- **Given data**
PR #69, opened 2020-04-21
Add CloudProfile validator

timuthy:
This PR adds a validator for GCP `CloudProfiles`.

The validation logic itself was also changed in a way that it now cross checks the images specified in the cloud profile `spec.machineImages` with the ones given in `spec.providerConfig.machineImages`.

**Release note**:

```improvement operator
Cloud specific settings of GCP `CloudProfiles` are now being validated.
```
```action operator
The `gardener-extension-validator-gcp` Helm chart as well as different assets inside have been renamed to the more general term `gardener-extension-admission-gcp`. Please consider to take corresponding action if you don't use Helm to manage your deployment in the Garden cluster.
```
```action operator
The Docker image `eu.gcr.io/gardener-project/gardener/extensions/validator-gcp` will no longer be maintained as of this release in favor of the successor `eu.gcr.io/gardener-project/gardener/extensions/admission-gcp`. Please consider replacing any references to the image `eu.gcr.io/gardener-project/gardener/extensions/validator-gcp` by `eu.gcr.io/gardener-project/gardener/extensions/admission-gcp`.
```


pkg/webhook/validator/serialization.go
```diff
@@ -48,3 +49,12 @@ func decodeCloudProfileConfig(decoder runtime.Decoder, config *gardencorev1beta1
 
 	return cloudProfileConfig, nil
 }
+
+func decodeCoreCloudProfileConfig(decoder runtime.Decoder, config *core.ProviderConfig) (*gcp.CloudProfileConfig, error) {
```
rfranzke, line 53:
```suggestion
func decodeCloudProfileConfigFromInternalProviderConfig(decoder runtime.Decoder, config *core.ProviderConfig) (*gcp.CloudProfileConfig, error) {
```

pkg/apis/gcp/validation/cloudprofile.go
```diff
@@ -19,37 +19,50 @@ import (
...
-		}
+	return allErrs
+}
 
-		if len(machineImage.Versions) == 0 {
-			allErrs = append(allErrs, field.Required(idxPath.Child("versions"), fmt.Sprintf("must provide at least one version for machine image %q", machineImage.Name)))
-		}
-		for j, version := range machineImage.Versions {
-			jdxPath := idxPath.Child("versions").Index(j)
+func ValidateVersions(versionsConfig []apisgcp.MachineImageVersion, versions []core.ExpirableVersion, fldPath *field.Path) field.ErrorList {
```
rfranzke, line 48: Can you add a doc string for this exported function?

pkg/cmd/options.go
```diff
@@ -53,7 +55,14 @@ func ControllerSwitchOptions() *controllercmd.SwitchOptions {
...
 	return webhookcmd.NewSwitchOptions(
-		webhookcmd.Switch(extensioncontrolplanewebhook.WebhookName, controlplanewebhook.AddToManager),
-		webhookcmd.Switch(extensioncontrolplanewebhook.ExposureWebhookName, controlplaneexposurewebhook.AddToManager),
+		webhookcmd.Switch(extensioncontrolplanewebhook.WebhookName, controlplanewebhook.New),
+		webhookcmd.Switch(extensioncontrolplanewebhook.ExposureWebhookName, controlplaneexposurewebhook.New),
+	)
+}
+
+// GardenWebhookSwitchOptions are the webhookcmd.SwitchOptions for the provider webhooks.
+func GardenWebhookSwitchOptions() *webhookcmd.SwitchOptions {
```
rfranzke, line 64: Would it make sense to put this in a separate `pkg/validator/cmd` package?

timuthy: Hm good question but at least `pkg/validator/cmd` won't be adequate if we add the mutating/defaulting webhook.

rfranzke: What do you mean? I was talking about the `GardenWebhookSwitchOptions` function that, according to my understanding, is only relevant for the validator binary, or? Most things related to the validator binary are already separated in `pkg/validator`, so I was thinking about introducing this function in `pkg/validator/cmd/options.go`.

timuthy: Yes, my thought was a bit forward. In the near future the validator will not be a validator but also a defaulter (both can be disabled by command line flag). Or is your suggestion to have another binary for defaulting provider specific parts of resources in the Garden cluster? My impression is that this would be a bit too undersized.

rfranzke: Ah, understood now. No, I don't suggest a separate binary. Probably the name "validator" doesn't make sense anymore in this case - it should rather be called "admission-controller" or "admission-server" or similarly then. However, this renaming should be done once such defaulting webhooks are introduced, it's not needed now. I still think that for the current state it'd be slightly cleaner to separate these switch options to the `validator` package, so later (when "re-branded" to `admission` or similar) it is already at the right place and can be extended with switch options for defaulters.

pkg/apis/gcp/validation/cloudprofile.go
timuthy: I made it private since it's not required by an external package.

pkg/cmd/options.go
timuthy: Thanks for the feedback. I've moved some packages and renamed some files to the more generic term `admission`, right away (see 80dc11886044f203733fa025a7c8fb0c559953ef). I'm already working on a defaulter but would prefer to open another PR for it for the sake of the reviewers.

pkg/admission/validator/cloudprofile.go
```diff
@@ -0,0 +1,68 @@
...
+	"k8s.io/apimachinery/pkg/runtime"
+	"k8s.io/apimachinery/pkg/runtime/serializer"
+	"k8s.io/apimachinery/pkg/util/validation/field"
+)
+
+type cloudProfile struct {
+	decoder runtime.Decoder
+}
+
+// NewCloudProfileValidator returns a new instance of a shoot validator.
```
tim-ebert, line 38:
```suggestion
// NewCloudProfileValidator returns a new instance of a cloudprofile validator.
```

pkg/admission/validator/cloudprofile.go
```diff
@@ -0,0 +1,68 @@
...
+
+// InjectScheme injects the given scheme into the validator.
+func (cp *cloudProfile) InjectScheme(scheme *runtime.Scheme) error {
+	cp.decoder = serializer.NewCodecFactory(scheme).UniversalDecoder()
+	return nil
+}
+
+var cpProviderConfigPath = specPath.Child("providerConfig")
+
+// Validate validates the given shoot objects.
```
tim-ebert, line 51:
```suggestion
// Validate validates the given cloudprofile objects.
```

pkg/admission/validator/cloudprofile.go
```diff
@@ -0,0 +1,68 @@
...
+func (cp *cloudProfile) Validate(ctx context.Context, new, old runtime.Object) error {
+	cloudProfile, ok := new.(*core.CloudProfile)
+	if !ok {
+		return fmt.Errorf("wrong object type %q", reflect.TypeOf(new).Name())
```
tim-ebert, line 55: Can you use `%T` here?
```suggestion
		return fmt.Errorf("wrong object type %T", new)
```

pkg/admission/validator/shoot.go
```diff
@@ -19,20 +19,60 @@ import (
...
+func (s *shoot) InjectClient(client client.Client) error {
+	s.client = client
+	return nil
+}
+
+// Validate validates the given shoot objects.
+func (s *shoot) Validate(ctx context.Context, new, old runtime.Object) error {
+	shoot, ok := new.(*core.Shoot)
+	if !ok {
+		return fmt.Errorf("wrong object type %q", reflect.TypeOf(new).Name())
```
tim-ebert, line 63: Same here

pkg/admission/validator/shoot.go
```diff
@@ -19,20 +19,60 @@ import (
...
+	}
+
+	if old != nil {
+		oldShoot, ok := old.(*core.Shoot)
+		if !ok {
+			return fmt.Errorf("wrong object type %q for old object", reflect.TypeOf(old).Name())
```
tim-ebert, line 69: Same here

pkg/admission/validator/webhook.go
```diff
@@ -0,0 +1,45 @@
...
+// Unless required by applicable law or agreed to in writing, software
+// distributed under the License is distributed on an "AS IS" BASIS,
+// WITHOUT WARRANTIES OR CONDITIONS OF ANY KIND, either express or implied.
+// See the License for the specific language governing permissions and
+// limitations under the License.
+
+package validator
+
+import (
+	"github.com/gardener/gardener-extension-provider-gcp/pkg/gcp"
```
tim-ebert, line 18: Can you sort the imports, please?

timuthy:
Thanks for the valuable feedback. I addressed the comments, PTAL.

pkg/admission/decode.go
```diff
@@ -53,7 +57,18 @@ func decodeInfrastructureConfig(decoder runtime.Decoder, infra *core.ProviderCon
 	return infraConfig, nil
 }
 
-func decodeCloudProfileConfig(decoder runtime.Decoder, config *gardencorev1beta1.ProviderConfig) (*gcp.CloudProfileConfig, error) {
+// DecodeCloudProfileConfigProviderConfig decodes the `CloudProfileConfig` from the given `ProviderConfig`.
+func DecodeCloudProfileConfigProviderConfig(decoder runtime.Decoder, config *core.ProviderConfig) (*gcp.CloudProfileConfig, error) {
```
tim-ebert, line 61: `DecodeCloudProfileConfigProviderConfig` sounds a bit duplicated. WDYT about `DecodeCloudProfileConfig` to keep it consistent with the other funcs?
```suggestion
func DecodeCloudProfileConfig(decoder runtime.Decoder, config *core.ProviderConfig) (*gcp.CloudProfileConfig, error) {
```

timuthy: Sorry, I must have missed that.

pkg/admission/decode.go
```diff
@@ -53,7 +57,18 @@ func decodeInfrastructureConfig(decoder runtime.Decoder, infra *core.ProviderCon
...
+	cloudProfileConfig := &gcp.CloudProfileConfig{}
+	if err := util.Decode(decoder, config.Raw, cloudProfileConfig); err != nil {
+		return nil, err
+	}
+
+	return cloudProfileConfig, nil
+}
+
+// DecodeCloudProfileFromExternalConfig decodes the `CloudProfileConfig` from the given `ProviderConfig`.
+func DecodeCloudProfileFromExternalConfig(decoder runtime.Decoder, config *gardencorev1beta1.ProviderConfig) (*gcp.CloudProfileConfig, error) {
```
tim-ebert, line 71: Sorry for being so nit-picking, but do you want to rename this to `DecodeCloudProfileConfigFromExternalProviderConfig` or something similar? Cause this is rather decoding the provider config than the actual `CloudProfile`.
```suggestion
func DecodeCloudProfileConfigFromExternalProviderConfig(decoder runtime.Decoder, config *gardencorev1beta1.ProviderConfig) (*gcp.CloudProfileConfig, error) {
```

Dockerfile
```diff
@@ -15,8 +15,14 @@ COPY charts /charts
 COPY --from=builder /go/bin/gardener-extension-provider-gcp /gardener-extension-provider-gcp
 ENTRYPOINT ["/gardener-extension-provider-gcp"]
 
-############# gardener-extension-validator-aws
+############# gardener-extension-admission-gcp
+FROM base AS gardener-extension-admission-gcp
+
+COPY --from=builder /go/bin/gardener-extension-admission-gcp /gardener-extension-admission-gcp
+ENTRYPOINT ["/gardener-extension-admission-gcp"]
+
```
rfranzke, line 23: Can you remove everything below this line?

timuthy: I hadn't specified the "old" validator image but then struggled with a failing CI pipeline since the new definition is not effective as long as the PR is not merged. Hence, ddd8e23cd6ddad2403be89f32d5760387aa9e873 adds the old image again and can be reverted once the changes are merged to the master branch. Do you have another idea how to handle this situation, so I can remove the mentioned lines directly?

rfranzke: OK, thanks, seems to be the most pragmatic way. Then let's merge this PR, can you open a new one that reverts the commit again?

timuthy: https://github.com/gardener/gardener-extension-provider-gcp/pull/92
--
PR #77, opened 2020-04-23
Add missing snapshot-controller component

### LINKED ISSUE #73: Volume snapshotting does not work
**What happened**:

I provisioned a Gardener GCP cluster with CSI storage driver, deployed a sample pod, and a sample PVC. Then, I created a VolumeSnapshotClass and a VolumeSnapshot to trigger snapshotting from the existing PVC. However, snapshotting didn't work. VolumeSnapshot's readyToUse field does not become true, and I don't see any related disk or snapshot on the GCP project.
---
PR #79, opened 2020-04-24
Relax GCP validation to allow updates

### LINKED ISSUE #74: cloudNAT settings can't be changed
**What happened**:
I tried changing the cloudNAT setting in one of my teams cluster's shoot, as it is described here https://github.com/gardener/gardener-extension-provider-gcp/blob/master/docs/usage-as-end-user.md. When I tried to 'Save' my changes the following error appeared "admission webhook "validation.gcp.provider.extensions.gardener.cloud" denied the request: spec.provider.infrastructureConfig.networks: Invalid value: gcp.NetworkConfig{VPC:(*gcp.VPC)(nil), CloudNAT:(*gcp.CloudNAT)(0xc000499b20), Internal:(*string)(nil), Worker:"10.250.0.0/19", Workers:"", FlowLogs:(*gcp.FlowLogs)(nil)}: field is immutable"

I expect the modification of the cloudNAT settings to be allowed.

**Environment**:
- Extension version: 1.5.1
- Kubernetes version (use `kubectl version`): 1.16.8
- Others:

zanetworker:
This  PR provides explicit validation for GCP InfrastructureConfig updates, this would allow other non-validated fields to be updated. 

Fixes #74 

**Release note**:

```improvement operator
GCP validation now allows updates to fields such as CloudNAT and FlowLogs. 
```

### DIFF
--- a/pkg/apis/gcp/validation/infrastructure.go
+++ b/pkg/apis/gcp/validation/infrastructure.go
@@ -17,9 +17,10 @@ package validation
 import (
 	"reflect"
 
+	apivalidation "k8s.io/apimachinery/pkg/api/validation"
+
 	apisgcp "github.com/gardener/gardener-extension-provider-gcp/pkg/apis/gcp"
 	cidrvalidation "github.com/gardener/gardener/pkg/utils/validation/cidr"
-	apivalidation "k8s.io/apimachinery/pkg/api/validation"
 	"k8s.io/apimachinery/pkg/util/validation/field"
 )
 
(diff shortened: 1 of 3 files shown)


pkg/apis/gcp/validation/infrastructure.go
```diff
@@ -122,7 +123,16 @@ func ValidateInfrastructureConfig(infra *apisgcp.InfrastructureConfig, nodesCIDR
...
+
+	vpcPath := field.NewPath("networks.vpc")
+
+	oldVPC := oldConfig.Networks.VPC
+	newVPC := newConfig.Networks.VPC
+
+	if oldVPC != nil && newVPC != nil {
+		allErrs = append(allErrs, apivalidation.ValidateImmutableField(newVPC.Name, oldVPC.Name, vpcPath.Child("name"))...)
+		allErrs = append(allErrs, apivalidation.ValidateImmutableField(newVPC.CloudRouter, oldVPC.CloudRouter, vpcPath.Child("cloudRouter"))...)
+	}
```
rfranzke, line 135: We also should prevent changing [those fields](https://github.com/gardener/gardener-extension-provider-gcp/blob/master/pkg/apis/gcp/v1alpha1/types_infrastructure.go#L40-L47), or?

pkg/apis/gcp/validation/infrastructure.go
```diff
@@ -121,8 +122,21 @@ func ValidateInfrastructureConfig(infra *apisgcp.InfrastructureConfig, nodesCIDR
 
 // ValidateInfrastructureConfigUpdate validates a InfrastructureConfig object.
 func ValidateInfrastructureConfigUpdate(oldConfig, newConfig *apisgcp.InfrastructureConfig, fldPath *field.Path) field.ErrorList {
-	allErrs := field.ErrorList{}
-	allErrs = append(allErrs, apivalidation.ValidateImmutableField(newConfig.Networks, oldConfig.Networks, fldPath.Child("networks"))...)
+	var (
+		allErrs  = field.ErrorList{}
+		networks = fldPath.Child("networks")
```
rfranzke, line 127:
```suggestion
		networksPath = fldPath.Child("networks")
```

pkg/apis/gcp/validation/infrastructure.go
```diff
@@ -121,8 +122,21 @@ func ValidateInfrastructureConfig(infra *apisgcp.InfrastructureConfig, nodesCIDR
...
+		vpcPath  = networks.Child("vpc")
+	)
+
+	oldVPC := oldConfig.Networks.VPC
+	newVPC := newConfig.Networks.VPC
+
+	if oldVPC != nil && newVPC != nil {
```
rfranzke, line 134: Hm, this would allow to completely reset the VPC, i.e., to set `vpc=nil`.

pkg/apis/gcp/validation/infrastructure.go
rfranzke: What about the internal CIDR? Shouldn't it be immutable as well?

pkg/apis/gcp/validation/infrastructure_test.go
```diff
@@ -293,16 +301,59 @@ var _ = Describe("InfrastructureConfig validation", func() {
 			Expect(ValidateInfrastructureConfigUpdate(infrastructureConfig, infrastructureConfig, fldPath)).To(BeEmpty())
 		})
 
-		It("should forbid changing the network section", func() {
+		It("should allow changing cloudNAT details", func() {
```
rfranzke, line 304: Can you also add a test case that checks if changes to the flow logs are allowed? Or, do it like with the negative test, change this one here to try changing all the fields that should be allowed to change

- **What is being asked**
For every line of the material that holds the word "reflect", make a copy.

- **Result of this exercise**
+		return fmt.Errorf("wrong object type %q", reflect.TypeOf(new).Name())
+		return fmt.Errorf("wrong object type %q", reflect.TypeOf(new).Name())
+			return fmt.Errorf("wrong object type %q for old object", reflect.TypeOf(old).Name())
 	"reflect"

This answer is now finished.